El ejército de Estados Unidos utilizó un sistema láser para derribar un dron perteneciente a la Oficina de Aduanas y Protección Fronteriza (CBP), lo que provocó el cierre parcial del espacio aéreo en la zona cercana a El Paso, Texas.

De acuerdo con información difundida por legisladores federales, esta es la segunda ocasión en menos de dos semanas en que se emplea un láser antidrones en el área. En esta ocasión, la Administración Federal de Aviación (FAA) amplió las restricciones aéreas alrededor de Fort Hancock, aunque los vuelos comerciales no se vieron afectados.

¿Qué ocurrió?

El ejército está obligado a notificar formalmente a la FAA cada vez que realiza acciones contra drones dentro del espacio aéreo estadounidense. Sin embargo, el incidente anterior generó controversia luego de que se desplegara un láser cerca de Fort Bliss sin la coordinación adecuada, lo que derivó en el cierre temporal del aeropuerto de El Paso y cancelaciones de vuelos.

En ese caso, el disparo no alcanzó ningún objetivo.

Reacción en el Congreso

Legisladores federales expresaron molestia tras recibir la notificación oficial del uso del láser. Criticaron la falta de coordinación entre el Pentágono, la FAA y el Departamento de Seguridad Nacional, señalando que este tipo de acciones evidencian fallas en la comunicación interinstitucional.

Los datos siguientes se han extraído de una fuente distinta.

PR #2016, opened 2019-02-26
Wait for ntp sync complete message

MatthewScholefield:
## Description
We can easily wait for the message, even if it doesn't exist. I figured we can introduce this as long as there are no regressions, and then when we update the admin service for boot changes, we can also add this message. [Relevant mycroft-wifi-setup commit in PR](https://github.com/MycroftAI/mycroft-wifi-setup/pull/33/commits/5d9f71df52330f2699a7a44bc9084545b785d502).

## How to test
Start a device and make sure it still goes through the ntp sync like normal.


forslund:
Looks great. Merging.

PR #2017, opened 2019-02-26
Try updating the system on boot when not paired

MatthewScholefield:
## Description
This sends a new system.update.check message when the device is booted and not paired
Note: It is not sent every boot because the command could upgrade across major versions which the user could not want.

[Relevant mycroft-wifi-setup PR](https://github.com/MycroftAI/mycroft-wifi-setup/pull/33).

## How to test
 - Test that on desktop, the boot process is unaltered
 - Test that on a normal mark 1 the boot process us unaltered
 - [Optionally] Test that on an unpaired mark 1 that a system.update message is sent

### DIFF
--- a/mycroft/skills/__main__.py
+++ b/mycroft/skills/__main__.py
@@ -77,6 +77,19 @@ def _starting_up():
     check_connection()
 
 
+def try_update_system(platform):
+    bus.emit(Message('system.update'))
+    msg = Message('system.update', {
+        'paired': is_paired(),
+        'platform': platform
+    })
+    resp = bus.wait_for_response(msg, 'system.update.processing')
+
+    if resp and (resp.data or {}).get('processing', True):
+        bus.wait_for_response(Message('system.update.waiting'),
+                              'system.update.complete', 1000)
+
+
 def check_connection():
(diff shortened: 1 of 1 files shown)


mycroft/skills/__main__.py
```diff
@@ -77,6 +77,19 @@ def _starting_up():
...
 
+def try_update_system(platform):
+    bus.emit(Message('system.update'))
+    msg = Message('system.update', {
+        'paired': is_paired(),
+        'platform': platform
+    })
+    resp = bus.wait_for_response(msg, 'system.update.processing')
+
+    if resp.data.get('processing', True):
```
forslund: Should a check be made here if `resp` is None since a timeout will return None?

MatthewScholefield: Nice catch! Updated.

forslund: Yeah something like that will be needed, otherwise unpaired desktops will hang on start

forslund:
This looks quite good, seem to work well with the current mycroft setup and should work well with the wifi-setup updates. Merged

PR #2018, opened 2019-02-26
Add default values to Message attributes

MatthewScholefield:
## Description
This ensures no attributes are None and simplifies some checks within the function
Otherwise, if, for instance, there were no 'data' field in a message, when deserializing, the caller would have to check for None

## How to test
Make sure the following works correctly:
```python
class FooMessage:
    def __init__(self, msg_type):
        self.msg_type = msg_type

    def serialize(self):
        return {'type': self.msg_type}  # Doesn't include 'data'
bus.on('test.message', lambda msg: print(msg.data.get('something', 'HELLO'))
bus.emit(FooMessage('test.message'))
```

### DIFF
--- a/mycroft/messagebus/message.py
+++ b/mycroft/messagebus/message.py
@@ -36,10 +36,9 @@ class Message:
         Message objects will be used to send information back and fourth
         bettween processes of mycroft service, voice, skill and cli
         """
-        data = data or {}
         self.type = type
-        self.data = data
-        self.context = context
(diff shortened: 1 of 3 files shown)


forslund:
Seems like a good change, there seem to be some places where values are expected to be None which needs to be updated. Ex [intent_service.py L280](https://github.com/MycroftAI/mycroft-core/blob/dev/mycroft/skills/intent_service.py#L280)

Por su parte, el secretario de Transporte indicó que se informará al Congreso sobre lo sucedido, mientras que la FAA defendió la decisión de restringir el espacio aéreo como una medida preventiva para garantizar la seguridad.

Drones: una amenaza creciente

El uso de drones en la frontera sur se ha convertido en un desafío constante. Autoridades federales han detectado decenas de miles de drones operando cerca de la línea divisoria en los últimos meses, muchos de ellos vinculados a actividades de contrabando o vigilancia criminal.

Actualmente, más de 1.7 millones de drones están registrados en Estados Unidos, cifra que continúa en aumento. El Congreso recientemente amplió la facultad de algunas agencias para derribar drones no autorizados, siempre que cuenten con la capacitación adecuada.

La situación vuelve a poner sobre la mesa el debate sobre la seguridad aérea, la coordinación entre agencias federales y el uso de tecnología militar dentro del territorio estadounidense, particularmente en zonas cercanas a la frontera con México.